Pop-culture woman of the week - Madame Bovary

Name: Emma Bovary
Appearance: Madame Bovary (1857)
Creator: Gustave Flaubert
Weapon/ability: None
Race: French
Age: Young adult at the beginning of the novel

Please note that spoilers for the book is included.

Madame Bovary is the story of an ill-suited match and what will happen if you are to prone to give into romantic longing - which of course will end badly for you.

Emma Bovary, nee Rouault, is the daughter of a farmer but has gotten a good education from a convent and likes to read a lot. She is seen by her husband-to-be, a doctor named Charles Bovary, when her father had broken a led and he was immediately attracted to her. But he is married.

The wife dies and as soon as suitable for a man to look for a new wife he proposes to Emma and is accepted. Marriage to a kind but somewhat dull provincial doctor was perhaps not exactly what Emma had in mind when she fantasized about her life. The difference between dream and reality becomes more glaring to her after they attend a ball given by a marquis and she gets a taste of a fancier life. Life becomes unbearably boring to her. Her husband senses that something is amiss and moves to a new, bigger town hoping that it will improve her spirits. It does not. Neither does becoming a mother. Instead she falls in love with a young law student, Léon Dupuis, who shares her longing for a finer life. Emma manages to stay away from doing anything stupid and acts as the loving wife while Léon departs for Paris.

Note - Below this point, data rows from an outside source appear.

PR #30, opened 2015-06-17
Add rudimentary end to end tests

josericardo:
Our subcommand tests bypass the click wrappers. I think it's a good idea
to have at least these very simple end to end tests (although not very useful) just to have a little more confidence that no silly bugs have gone unnoticed.

For example, this commit https://github.com/scrapinghub/shub/commit/e73c4e34bceaf8a3469a42a0167306a46e8ef7d7 didn't allow the subcommands to be run, although ```shub```, ```shub --version``` and ```shub version``` were running fine (I tried those when testing the above PR =/).

### DIFF
--- a/tests/test_end_to_end.py
+++ b/tests/test_end_to_end.py
@@ -4,8 +4,11 @@
 import unittest
 from click.testing import CliRunner
 from shub import tool
+import os
 
 
+@unittest.skipUnless(os.getenv('USING_TOX'),
+                     'End to end tests only run via TOX')
 class ShubEndToEndTests(unittest.TestCase):
     def setUp(self):
         self.runner = CliRunner()
--- a/tests/test_end_to_end.py
+++ b/tests/test_end_to_end.py
@@ -1,0 +1,39 @@
+#!/usr/bin/env python
+# coding=utf-8
+
+import unittest
+from click.testing import CliRunner
+from shub import tool
+
+
+class ShubEndToEndTests(unittest.TestCase):
+    def setUp(self):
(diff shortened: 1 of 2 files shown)


eliasdorneles:
+1

Only one question: the tests pass with `py.test`, however running the tests with nosetests I get an error:

```FAIL: test_deploy_isnt_broken (tests.test_end_to_end.ShubEndToEndTests)
----------------------------------------------------------------------
  File "/home/elias/hacking/scrapinghub/shub/tests/test_end_to_end.py", line 34, in test_deploy_isnt_broken
    self.assertTrue('requires scrapy' in output, error)
AssertionError: Unexpected output: Error: no Scrapy project found in this location
```

Can you reproduce that or is it my crazy environment?

josericardo:
The ```deploy``` test is a little fragile. It's defined to work on tox (where scrapy isn't installed). If you run your tests in an environment that has scrapy installed it will break. Should I make it more flexible? I think we all should be running the tests via tox (I wasn't until I stumbled on this error).

eliasdorneles:
Hm, the test suite should run outside of tox -- tox is slow to give feedback, it's not meant to be used while refactoring for example.

If this is a test to run only via tox, let's run it only in tox, then. =)
We can add `@unittest.skipIf(os.getenv('USING_TOX'))` to the tests (I think the whole end-to-end suite) and update `tox.ini` to set the env variable like this:

```
[testenv]
setenv =
    USING_TOX=1
```

What do you think?

josericardo:
I like it, pushed :)

Issue #235, opened 2018-12-06
Helidon 0.11.0-SNAPSHOT build failed


othmaan:
Maven build fails with if using Helidon  version 0.11.0-SNAPSHOT.

## Environment Details
* Helidon Version: 0.11.0-SNAPSHOT
* Helidon SE or Helidon MP
* JDK version: 8 (191)
* OS: 10.14.2 Beta (18C48a)
* Docker version (if applicable): N/A

----------

## Steps to reproduce
Use below pom.xml
```
    <groupId>io.helidon.examples</groupId>
    <artifactId>quickstart-mp</artifactId>
    <version>0.11.0-SNAPSHOT</version>
    <packaging>jar</packaging>
    <name>${project.artifactId}</name>
```

and properties
```
 <properties>
        <helidon.version>0.11.0-SNAPSHOT</helidon.version>
        <package>io.helidon.examples.quickstart.mp</package>
        ...
    </properties>
```

Below build errors are thrown
```
[ERROR] [ERROR] Some problems were encountered while processing the POMs:
[ERROR] Non-resolvable import POM: Could not find artifact io.helidon:helidon-bom:pom:0.11.0-SNAPSHOT @ line 153, column 25
[ERROR] 'dependencies.dependency.version' for io.helidon.microprofile.bundles:helidon-microprofile-1.2:jar is missing. @ line 194, column 21
 @
[ERROR] The build could not read 1 project -> [Help 1]
[ERROR]
[ERROR]   The project io.helidon.examples:quickstart-mp:0.11.0-SNAPSHOT 
```

Only fix I found is to change `<helidon.version>` in pom properties, to be like that:
```
 <properties>
        <helidon.version>0.10.5</helidon.version>
        <package>io.helidon.examples.quickstart.mp</package>
        ...
    </properties>
```

romain-grecourt:
How did you generate your project ? Did you use the archetype ?
Note that in order to use a SNAPHOT version you'd have to build the helidon workspace first.

barchetta:
I'm closing this as pilot error. External projects should only use released versions (like 0.10.5). If for some reason you want to try a SNAPSHOT version of Helidon then you must build the Helidon master locally so that it populates your local repository with the SNAPSHOT.

Note if you want to build an example from the Helidon repository without building then entire repo, then it is best to pull the repository from a release tag (like "0.10.5") since that will use a released version of Helidon and not a SNAPSHOT version.

othmaan:
[...]

PR #236, opened 2018-12-06
Update pom.xml

othmaan:
- Change helidon version to fix build issue #235


romain-grecourt:
The workspace is streamlined on the same SNAPSHOT version. If you need a pom that depends on a released version of helidon you should use the maven archetype, see https://helidon.io/docs/latest/#/getting-started/02_base-example

PR #238, opened 2018-12-06
GenericType support for config mapping.

tomas-langer:


tomas-langer:
Also fixes priorities to work according to documentation

config/config/src/main/java/io/helidon/config/Config.java
```diff
@@ -1424,6 +1445,26 @@ default Builder sources(Supplier<ConfigSource> configSource,
...
+         *
+         * @param type   class of type the {@code mapper} is registered for
+         * @param mapper mapping function
+         * @param <T>    type the {@code mapper} is registered for
+         * @return an updated builder instance
+         * @see #addStringMapper(Class, Function)
+         * @see #addMapper(ConfigMapperProvider)
+         * @see #disableMapperServices
+         */
+        <T> Builder addMapper(Class<T> type, Function<Config, T> mapper);
```
romain-grecourt: Shouldn't we have have a method to register with a GenericType?

tomas-langer: I was thinking about it and there are a few reasons why I did not create one:

1. GenericType support is usually implemented for more than one type argument (e.g. I would implement Map<String, ?>, rather than just Map<String, Integer>) - so this type of registration does not work
2. For the GenericType mapping, there is actually a BiFunction<Config, ConfigMapper>, as one needs much more flexibility when mapping generic type (e.g. Map<String, Set<Foo>> must be mapped using another GenericType) - so this would require a method with a different signature

So in general - I feel that using GenericType is an advanced use case and is only available through ConfigMapperProvider (which can be registered with builder as well).

tomas-langer: Or we would need to add method like this:
`<T> Builder addMapper(Function<GenericType<T>, Optional<BiFunction<Config, ConfigMapper, T>>> mapperFunction);`
which is quite complicated...

romain-grecourt: Not sure I follow, why just simply add:

```java
<T> Builder addMapper(GenericType <T> type, Function<Config, T> mapper);
```

tomas-langer: Because that would only work for a very specific GenericType - e.g. for Map<String, Integer>. If you wanted to support Map<String, any other type>, you would not be able to register this

romain-grecourt: My point is since we now have GenericType we must now mirror all methods that map a generic type parameter from a `Class<T>`.

If there are limitations with GenericType and wildcard type parameters we should document this properly or provide a way to deal with this (maybe something like you mentioned above).

Having 2 type parameters (or more) is currently not supported because by the API. This is a limitation that forces the user to register specific mappers for all supported types for the second parameters. Having a wildcard parameters is a bit of weird shortcut IMO.

We could think of expanding the code in GenericType to support wildcard type parameter. This could perhaps be an escape hatch that would allow N type parameters.  

```java
addMapper(new GenericType<Map<String, GenericType<?>>();
GenericType<Map<String, GenericType<?>> type = new GenericType<Integer>(){}){};
config.as(type);
```

Clearly this code is more complex, but it is a trade off since it enables a complex use-case.
There might be ways to improve this for primitive classes (Long, String, Boolean etc..).

However I'm wondering if this is worth the effort.

PR #243, opened 2018-12-06
Corrected the 'java -version' command in the quickstart guides

kumar-dhanagopal:
The existing command 'java --version' returns an error in JDK 8.

Confirmed by @romain-grecourt and @tjquinno .


kumar-dhanagopal:
Updated the MP quickstart, as well as the getting-started doc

But Emma catches the eye of a local landowner, Rodolphe Boulanger, who would not mind having an affair with the beautiful Emma. And Emma is easy to persuade. Her husband suspects nothing while she has a three years long relationship with the handsome and rich man who gives her a taste of the fancy life she yearns for. She becomes more and more reckless and in the end wants to elope with her lover - which he has no interest in and on the very eve of their supposed elopement she is given a letter where he ends thing. Emma is deeply shocked.

To get Emma in better spirits her husband takes her to the opera, which is disastrous in every way. She gets a taste for romance and excess and luxury again - and she meets Léon, who is now working nearby. A new love-affair begins. Emma is at first very much in love, but soon becomes bored, especially with Léon not being as domineering as her old lover. And Léon gets tired with Emma soon too. To sooth her longing for a better life she goes shopping and runs into massive debt.

In the end she can not pay and Emma is desperate to find a solution. None of her lovers, nor anyone else, is willing to help her. In the end she takes her life with arsenic - in one of the more horrific death scenes in classical literature. Her husband is crushed by her death and spends almost all his time trying to preserver her memory. Not even a love-letter from her first lover can shake is belief in her and he dies a broken man. The daughter is sent off to be raised by distant relatives.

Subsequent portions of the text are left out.